In allowing independent candidate Sen. Grace Poe to run for President, the Supreme Court upheld the rights of foundlings to natural-born citizenship.
“There is more than sufficient evidence that petitioner (Poe) has Filipino parents and is therefore a natural-born Filipino. Parenthetically, the burden of proof was on private respondents to show that petitioner is not a Filipino citizen,” said the full high court decision released Friday night.
In a 9-6 vote on Tuesday, the Supreme Court ruled that Poe “is a qualified candidate for President in the May 9 elections,” being both natural-born and a resident of the Philippines for at least 10 years.
The 47-page ruling penned by Associate Justice Jose Perez touched thoroughly on the issue of citizenship, settling once and for all the question of whether or not abandoned children should be considered natural-born citizens.
“As a matter of law, foundlings are, as a class, natural-born citizens. While the 1935 Constitution’s enumeration is silent as to foundlings, there is no restrictive language which would definitely exclude foundlings either,” said the ruling, in reference to the Constitution that covers Poe, who was born in 1968.

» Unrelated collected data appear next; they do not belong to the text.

PR #489, opened 2016-06-28
build: make libyami works on android

YuJiankang:
make the libyami works on android. verified with v4l2decode and v4l2encode.
Signed-off-by: jkyu jiankang.yu@intel.com

### DIFF
--- a/encoder/vaapiencoder_h264.cpp
+++ b/encoder/vaapiencoder_h264.cpp
@@ -147,8 +147,15 @@ static uint8_t h264_get_profile_idc(VideoProfile profile)
 {
     uint8_t idc;
     switch (profile) {
+    case PROFILE_H264_BASELINE:
+    case PROFILE_H264_CONSTRAINED_BASELINE:
+        idc = 66;
+        break;
     case PROFILE_H264_MAIN:
         idc =  77;
+        break;
+    case PROFILE_H264_HIGH:
+        idc = 100;
         break;
     default:
         assert(0);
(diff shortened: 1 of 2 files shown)


decoder/vaapidecoder_h264.h
```diff
@@ -47,9 +51,15 @@ class VaapiDecoderH264 : public VaapiDecoderBase {
 
     class DPB {
         typedef VaapiDecoderH264::RefSet RefSet;
+#ifdef ANDROID
```
xuguangxin: could we define this in  common/Functional.h

decoder/vaapidecoder_mpeg2.cpp
```diff
@@ -206,8 +210,13 @@ VaapiDecoderMPEG2::DPB::getReferencePictures(const PicturePtr& current_picture,
 }
 
 VaapiDecoderMPEG2::VaapiDecoderMPEG2()
+#ifdef ANDROID
```
xuguangxin: use common/Functional.h

codecparsers/mpeg2_parser.cpp
```diff
@@ -83,14 +83,22 @@ namespace MPEG2 {
 
     // default matrix for intra blocks
     // section 6.3.7
+#ifdef ANDROID
+    const static std::array<const uint8_t, 64> kDefaultIntraBlockMatrix
```
xuguangxin: better define this to Arrary and move all things to common/Array.h

decoder/Android.mk
```diff
@@ -22,7 +21,10 @@ LOCAL_SRC_FILES += \
         vaapidecoder_vp9.cpp
 
 LOCAL_SRC_FILES += \
-        vaapidecoder_jpeg.cpp
```
xuguangxin, line 25: So original code can support jpeg?

encoder/Android.mk
```diff
@@ -12,9 +12,6 @@ LOCAL_SRC_FILES += \
         vaapiencoder_h264.cpp
 
 LOCAL_SRC_FILES += \
-        vaapiencoder_jpeg.cpp
```
xuguangxin, line 15: why remove jpeg encoder?

seanvk:
@YuJiankang Can you respond to the question of JPEG encoder?  Also this patch is stale.

YuJiankang:
@seanvk , It's only for android, As there is no requirement for android support from customer currently, I  closed this as this patch need some more improvement. For the JPEG encoder, we should support it on android. I will improve the patch and submit it again if we get the final decision of Android related things. thanks a lot.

“On the contrary, all three Constitutions (1935, 1973 and 1987) guarantee the basic right to equal protection of the laws. All exhort the State to render social justice,” the court said.
The courted quoted statistics that Solicitor General Florin Hilbay had presented during oral arguments on the “statistical probability” that a child born between 1965 to 1975, the decade when Poe was born, is 99.83 percent likely to be Filipino, as 10.55 million Filipinos were born at that time as opposed to only 15,986 foreigners.
Typical Filipino features
It also noted that from 1960 to 1970, more than 99 percent of the population in the Philippines were Filipinos, and that 99 percent of the child-producing population during that period were Filipino citizens.
The court also noted Poe’s typically Filipino features, such as her “height, flat nasal bridge, straight black hair, almond shaped eyes, and an oval face.”
“Foundlings are likewise citizens under international law. Under the 1987 Constitution, an international law can become part of the sphere of domestic law either by transformation or incorporation,” said the court.
The court cited the Universal Declaration of Human Rights, and its provisions granting everyone “the right to a nationality” and that “no one shall be arbitrarily deprived of his nationality nor denied the right to change his nationality.”
The UN Convention on the Rights of the Child requires state parties to protect children against statelessness. The 1966 International Covenant on Civil and Political Rights (ICCPR) also provides for the right of every child “to acquire a nationality.”
Contrary to the Commission on Elections’ ruling that Poe would be six months short in residency on Election Day, the high court placed the date of reckoning on May 24, 2005, when Poe and her family returned to the Philippines from the United States.
Poe became a US citizen in 2001, but returned more frequently to the Philippines in 2004, when her adoptive father, actor Fernando Poe Jr., passed away.
The Comelec had ruled that Poe only resumed her domicile in the Philippines in July 2006, when she reacquired her Philippine citizenship.